Small acts of kindness reflect the deep empathy that defines the clinic’s approach — a staff member hands a Target gift card to a patient who is a survivor of domestic abuse, a father and father-in-law support each other while their family experiences a tragedy. The team at Partners in Abortion faces stigmatizing culture, legal challenges, and violent threats daily, but their unwavering commitment to their patients remains constant.

Story By
Photography By
Maggie Shannon

For several years, Morgan Nuzzo, a nurse-midwife, and her friend and colleague Diane Horvath, an ob-gyn, talked about opening a clinic that would provide abortions in all trimesters of pregnancy. In May, 2022, the draft opinion of the Supreme Court ruling that overturned Roe v. Wade was leaked, infusing their plan with fresh urgency. The women had launched a GoFundMe campaign earlier that spring, noting that stand-alone clinics made up the majority of providers offering abortion after fifteen weeks, and that many of these had closed in recent years. Within weeks, Nuzzo and Horvath had raised more than a hundred thousand dollars; that summer, they started training employees for the new clinic, Partners in Abortion Care, in College Park, Maryland. They saw their first patient that October, and by the end of 2023 they had treated nearly five hundred. The youngest was eleven years old, the oldest fifty-three.

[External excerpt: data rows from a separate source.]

PR #5735, opened 2024-01-28
feat(bash): use PS0 for preexec hook

davidkna:
#### Description

If ble.sh and bash-preexec are not available, use `PS0` instead of debug traps on bash 4.4+. This may help performance a bit and will hopefully lead to fewer conflicts with other shell scrips (kitty shell integration?).

#### Motivation and Context

#4973

#### Checklist:


andytom:
I think this might also help with some cases of #1991

andytom (approved):

davidkna:
Thanks for the review again @andytom!

PR #5743, opened 2024-01-31
fix: Implement a better way to check for sudo on Windows

funlennysub:
#### Description
Changes the way starship checks for sudo on Windows. Uses the same [method](https://github.com/JanDeDobbeleer/oh-my-posh/blob/main/src/platform/shell_windows.go#L16-L5 ) as oh-my-posh 

#### Motivation and Context
This method removes cmd window popping out every time you press enter while in sudo, and constant gsudo popouts when you're not.

- Replaced original exe in binary folder and checked if sudo module worked as expected.
- Changes don't affect anything else.
- Tested on Windows 11 23H2

#### Checklist:

_Not sure if these 2 are needed, but lmk_

### DIFF
--- a/Cargo.toml
+++ b/Cargo.toml
@@ -110,7 +110,8 @@ features = [
   "Win32_UI_Shell",
   "Win32_Security",
   "Win32_System_Threading",
-  "Win32_Storage_FileSystem",
+  "Win32_System_SystemServices",
+  "Win32_Storage_FileSystem"
 ]
 
 [target.'cfg(not(windows))'.dependencies]
--- a/Cargo.toml
+++ b/Cargo.toml
@@ -111,7 +111,7 @@ features = [
   "Win32_Security",
   "Win32_System_Threading",
   "Win32_System_SystemServices",
-  "Win32_Storage_FileSystem"
+  "Win32_Storage_FileSystem",
 ]
 
 [target.'cfg(not(windows))'.dependencies]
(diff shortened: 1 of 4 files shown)


davidkna:
The `sudo` module is concerned whether credentials for the `sudo`-CLI utility are cached (`sudo` has been run recently). It looks like this instead checks if the current user has admin permissions. This is already being shown and determined in the `username` module via `is_root_user`:
https://github.com/starship/starship/blob/master/src/modules/username.rs#L73-L94

funlennysub:
Is there a reason then not to use `is_root_user` for `sudo` module on windows since from my understanding it's the same thing anyway but without constant cmd popouts? I haven't used starship on linux with sudo module to see how it behaves there but on windows they seem to be showing the same thing.

davidkna:
> Is there a reason then not to use `is_root_user` for `sudo` module on windows since from my understanding it's the same thing anyway but without constant cmd popouts? I haven't used starship on linux with sudo module to see how it behaves there but on windows they seem to be showing the same thing.

It's not the same thing, and it is supposed to inform about the credential cache, not if the user is root. 
To avoid this sort of issue on Windows, `allow_windows` is `False` by default. That said, I think we had requests asking for more freedom in displaying things if a user is root, but I feel like this module isn't the place for that.

funlennysub:
Makes sense I guess, will wait for "more freedom" then.

PR #5749, opened 2024-02-02
feat(zsh): display named directories

LunarLambda:
Pass Zsh's [`%~` prompt specifier](https://man.archlinux.org/man/zshmisc.1#Shell_state) to `--logical-path` in `PROMPT`/`RPROMPT`

#### Description

Display the current directory using zsh's `%~` specifier, which shortens paths if they refer to a [named directory](https://man.archlinux.org/man/zshexpn.1#Static_named_directories).

#### Motivation and Context

Named directories are a great feature of zsh and most common zsh prompts use the `%~` specifier to display the current directory in shortened form when possible.

Before (With `directory.truncate_to_repo = false` for emphasis)
image
After (named directory set with `hash -d nvim=~/cfg/nvim`)
image

#### Checklist:

Unsure what testing/documentation this needs, since it's just passing an existing flag to `starship prompt`. I would be happy to make any necessary adjustments.

However, I did notice that passing `--logical-path` overrides `directory.truncate_to_repo` completely, I'm not sure if that's intentional/desired.

### DIFF
--- a/src/init/starship.zsh
+++ b/src/init/starship.zsh
@@ -87,6 +87,6 @@ VIRTUAL_ENV_DISABLE_PROMPT=1
 
 setopt promptsubst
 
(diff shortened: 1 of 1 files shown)


LunarLambda:
Alternatively, here's a hack-ish way to do it with `starship init zsh`:

```sh
eval "$(starship init zsh | sed "/^R\?PROMPT=/s/)'$/ --logical-path \"\${(%):-%~}\"&/")"
```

For nearly a year, the photographer Maggie Shannon visited the clinic regularly with her Canon R5 camera. The clinic’s staff allowed Shannon in because they wanted to help lift some of the secrecy that surrounds later abortions. “Even within our own community” of reproductive-medicine practitioners, Nuzzo said, “later abortion is still kind of stigmatized.” (Exact numbers are hard to come by, but only about a dozen clinics in the country provide abortions after twenty-four weeks; Partners in Abortion Care offers them up to thirty-four weeks.) In the end, Nuzzo and Horvath were astonished by how often patients agreed to be photographed, albeit with their faces concealed. Many of them wanted others to understand how the obstacles placed in the way of abortion care had pushed their procedures later and later.

Abortions in the second or third trimester are rare — the vast majority of abortions in the United States are performed in the first thirteen weeks of pregnancy — and when they occur the circumstances tend to be desperate. Horvath told me, “We know that when people decide they need an abortion they want to have it as soon as possible. Nobody is hanging out until they get to twenty or thirty weeks, saying, ‘Oh, I think maybe I’ll have my abortion now.’ ” A common scenario, she said, went like this: “You’re in, say, Texas—you’re pregnant and you need an abortion. You found out you were pregnant at eight weeks, which is a very usual time to find out. You arrange for child care—sixty per cent of people who have abortions are already parents—you get the money together, you’re going to have to travel out of state. You go to the next state that you can go to, and you find out you’re too far along for them. So now it’s going to be three times as much money. The cost goes up because the complexity of care goes up. If you travel four or five states over, how many days off is that, how many days of child care?”

There are more clinicians than people think who are willing and able to do late-abortion care…The big barrier is that there aren’t enough clinics.